[Funkenschlag] Possibilité de blocage?

Je n’ai toujours pas joué à Funkenschlag mais je compte bien me le procurer bientôt. En attendant, je me contente de lire les règles et de consulter les compte-rendus sur le site de Ludo (merci, c’est de l’excellent travail! :wink: ) afin d’avoir un avant-goût de comment tourne le jeu.

Au départ, je croyais que le placement des “maisons” sur le plateau était très important et que le principal intérêt du jeu résidait dans la possibilité de blocage des adversaires. Mais je me rends compte qu’il semble difficile de bloquer un adversaire, car il peut toujours “sauter” par dessus une ville en payant le coût de liaison, sans même avoir à y placer une maisonette, et hop son réseau s’agrandit. D’accord, il aura eu à payer un coût de liaison supplémentaire, mais il ne le paie qu’une seule fois : à partir de maintenant il pourra agrandir son réseau à partir de sa nouvelle ville, même si elle est physiquement déconnectée du reste de son réseau…

J’essaie de m’imaginer comment ça se passe, mais il me semble que ça manque de tension, non? Surtout à 2 joueurs, la lutte ne doit pas être très féroce pour s’approprier les meilleurs spots, vu qu’il est possible de “sauter” un ville.

D’après certains avis, c’était plus cuttroath dans l’ancienne version…
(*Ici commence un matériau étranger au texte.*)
PR #80, opened 2015-12-29
Allow Automatic camelCase -> snake_case field properties option

lparry:
Adds an option to automatically try and use an underscored version of camelcase field names, saving a bit of boilerplate property configuration.

turned on by setting `GraphQL::Config. try_underscored_property_names = true`, which then allows fields like `appearsIn` to be defined without having to manually specify the `property: :appears_in` part. Without this option set, behaviour is unchanged.

I'd like to write some tests, but from a cursory dig I couldn't find tests for any of the field resolution stuff, and I'm not familiar enough with how the codebase ties together to know where to start writing a unit test for this. Happy to take on any pointers :D 

I've swapped this code into the `vendor/bundle` directory of https://github.com/rmosolgo/graphql-ruby-demo, added an intializer to turn on the option, and deleted a bunch of config on the types definitions and it seems to work as expected.

### DIFF
--- a/lib/graphql.rb
+++ b/lib/graphql.rb
@@ -35,6 +35,9 @@ end
 
 # Order matters for these:
 
+require 'graphql/config'
+require 'graphql/util'
+
 require 'graphql/definition_helpers'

J’attends vos commentaires :)

- Eric -

La gestion de son budget est trés délicate et on a rarement trop d’argent, du coup, en tout cas sur les parties que j’ai faites, il était rare de payer deux liaisons juste pour éviter un blocage, ou alors vraiment si le prix des deux liaisons était faible. J’ai eu la même impression que toi à la lecture de la règle mais en pratique le blocage est bel et bien présent mais plus du fait de considérations financieres.
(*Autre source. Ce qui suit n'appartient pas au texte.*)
PR #83, opened 2016-01-14
Fix parsing and transforming of string escapes.

dylanahsmith:
cc @eapache

## Problem

We noticed that newline characters in graphql strings were getting replaced with the character `n`, e.g.

```ruby
require 'graphql'

QueryRoot = GraphQL::ObjectType.define do
  name "Query"

  field :hello, types.String do
    argument :name, types.String
    resolve -> (obj, args, ctx) {
      puts args[:name].inspect
    }
  end
end

Schema = GraphQL::Schema.new(query: QueryRoot)
Schema.execute("{ hello(name: \"new\\nline\") }")
```

outputs `"newnline"` rather than `"new\nline"`

## Solution

The transform on the escaped string was being done with a regex which matched the escaped sequence `\n` but then just replaced it with it with the second character `n` rather than unescaping it.  I instead used a hash as a second argument to `gsub!` to replace `\n` with a newline, along with handling the other control character escapes properly.

During testing I also came across backslash not even getting matched by the parser, since `match('["\/bfnrt]')`was interpreting the backslash as a regexp escape for the following character `/`.  Instead, I needed to double escape the `\`, once because single quoted strings treat `\\` as an escape for `\`, and again to escape it for the regular expression.

### DIFF
--- a/lib/graphql/language/parser.rb
+++ b/lib/graphql/language/parser.rb
@@ -99,7 +99,7 @@ module GraphQL
       rule(:value_int) { (value_sign? >> match('\d').repeat(1)).as(:int) }
       rule(:value_string) { str('"') >> value_string_char.repeat.maybe.as(:optional_string_content).as(:string) >> str('"')}
       rule(:value_string_char) { value_string_escaped_char | value_string_escaped_unicode | value_string_source_char}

Après une seule partie (à 5), je n’ai pas constaté de réelle possibilité de blocage. Certes on peut augmenter le coût d’installation en rallongeant les distances. Je trouve que l’achat des centrales et l’accès aux ressources est plus tactique : le dernier à acheter paye toujours très cher (sauf s’il a une centrale qui fonctionne avec une énergie que les autres n’utilisent pas)
Score final : 14,15,15,15,16

Ben pour moi, après une seule partie aussi, le problême ne se pose pas vraiment en terme de blocage pur (je construit là, pas toi, nanère), surtout qu’en général, je suppose , au moment où les couleurs commencent à bien se mélanger, on passe en deuxième phase (stûff deux, comme disait Agartha notre initiateur fireballesque avec son inimitable accent d’on ne sait quelle planète, je trouverais un jour…), qui ouvre les deuxième emplacements dans les villes, et permet de joyeusement coloniser pour un surcout moindre les emplacements déjà occupés…
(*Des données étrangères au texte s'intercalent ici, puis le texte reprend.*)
PR #84, opened 2016-01-14
Correctly handle `interfaces` being re-assigned

eapache:
cc @dylanahsmith 

Remove stale `possible_types` entries and add to only the ones that are new.

We ran into this due to the way we were structuring some of our code, our schema ended up with duplicate possible types.

### DIFF
--- a/lib/graphql/object_type.rb
+++ b/lib/graphql/object_type.rb
@@ -31,10 +31,11 @@ class GraphQL::ObjectType < GraphQL::BaseType
 
   #   Shovel this type into each interface's `possible_types` array.
   #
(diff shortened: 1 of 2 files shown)


dylanahsmith:
LGTM

rmosolgo:
Nice! In my dreams, this would somehow be tracked at Schema-level, since technically you could have two schemas with the same interfaces but different object types, then you'd want the interface's possible_types to also be a function of the schema 

BUT this is way better than it was, thanks!

rmosolgo:
Shipped in 0.10.9!

eapache:
Changelog says 0.10.8 again?

rmosolgo:
oops, fixed!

Oui mais…c’est qu’il ne s’agit pas réellement d’un jeu de blocage, sera vainqueur celui qui aura vraiment su gérer au plus juste ses brouzoufs, et, suivant cette idée là, le moindre surcout imprévu peut s’avérer déterminant, genre : “aaaargh , cette jolie ville qui ne me coutait que 16 à coloniser est partie, je dois me rabattre sur celle à 18, il me manque deux pour construire une deuxième ville à ce tour, je veux mouriiiiiiir, là, maintenant, d’ailleurs, je m’ouvre le ventre en signe de protestation, na”.

Et comme le jeu organise la course aux villes de façon superbement ingénieuse (le joueur en tête choisit en dernier, et doit souvent vraiment douiller pour continuer à se dévelloper, d’où surement l’intérêt d’être “dans l’aspiration”), le type de mécanisme qui ne te parrait pas assez méchant est en fait d’une parfaite efficience, ludiquement parlant, amha tout du moins.

Ceci dit, je ne m’en serais jamais douté à la simple lecture des règles, sans doute parceque l’on diffère là de nombre de jeux. Dans “ma partie”, du simple fait qu’il était constamment en tête au nombre de ville, le joueur ayant fait la course devant voyait son dévellopement perpétuellement contrarié par les surcout que lui imposaient l’ensemble des autres joueurs, prenant un malin plaisir a lui faire couler de tour en tour le long de son échine de plus en plus en plus lourdes, belles et grosse gouttes de sueurs gonflées de stress …

Meveilleux jeu qui ne couronne pas le joueur ayant le mieux négocié ses trois premiers tours, et ne condamne pas les départs un peu lentouille…

Et, vu ma traditionnelle dilection pour les jeux un brin plus léger, vous aurez compris, pour que je m’échauffe autant après une seule partie , que ce jeu est pour moi une merveille , une manière de perle de ludothèque.